I'll be more than happy to post progress pictures as I go. Hopefully you all will spot my mistakes and not reem me too hard for them lol

Ah... stannous. My old foe. Every time I have tried to make it, I feel it went wrong somehow and my eye-dropper glass container's rubber tip corroded by way of, best way I can describe is "dry rot" :/


----------



## FrugalRefiner (Jun 8, 2020)

You can certainly process more fingers and use those foils for your test, or you can simply use some of the foils you already have.



hammerdown said:


> To drive off the excess Cl would require leaving the beaker open to the air... no covering or sealing, yes? How would you suggest, for one who doesn't have the ability for a fume hood yet, to minimize any possible airborne and/or organic contaminates from entering the solution while being left unattended overnight?



KISS. Turn a bucket upside down and place it over the beaker. Put a brick or rock on top to keep critters out or the wind from blowing it over. Be careful when you remove the bucket not to breathe any of the built up gasses.




> Ah... stannous. My old foe. Every time I have tried to make it, I feel it went wrong somehow and my eye-dropper glass container's rubber tip corroded by way of, best way I can describe is "dry rot" :/



You didn't do anything wrong. The HCl vapors will always eat up a rubber bulb. Try an HDPE dropper bottle. They last a lot longer. Very cheap on eBay.

Dave


----------



## hammerdown (Jun 8, 2020)

FrugalRefiner said:


> ... or you can simply use some of the foils you already have.
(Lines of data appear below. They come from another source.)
PR #513, opened 2023-03-21
Add a zinfo creation func in ztoc

djdongjin:
**Issue #, if available:** related to #463

**Description of changes:**

Add a helper func to ztoc that creates zinfo based on info in the ztoc.

**Testing performed:**

### DIFF
--- a/cmd/soci/commands/ztoc/info.go
+++ b/cmd/soci/commands/ztoc/info.go
@@ -86,7 +86,7 @@ var infoCommand = cli.Command{
 		if err != nil {
 			return err
 		}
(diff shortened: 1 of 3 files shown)


Kern--:
What direction are we going with this API? 

Are we going to keep embedding `CompressionInfo` into `Ztoc` with this helper? Should we instead embed `ZInfo` into `Ztoc` and just use the ztoc directly instead of `ztoc.Zinfo()`?

Kern-- (approved):
I can agree this is cleaner than what we had before. Let's get this merged and continue the discussion in the issue where it's easier to find.

turan18 (approved):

Shhhhh! The litter of gold babies already in that beaker are sleeping calmly. I fear disturbing them just yet only for a sample lol Plus... I rather not seperate siblings like that  



FrugalRefiner said:


> hammerdown said:
> 
> 
> > To drive off the excess Cl would require leaving the beaker open to the air... no covering or sealing, yes? How would you suggest, for one who doesn't have the ability for a fume hood yet, to minimize any possible airborne and/or organic contaminates from entering the solution while being left unattended overnight?
> ...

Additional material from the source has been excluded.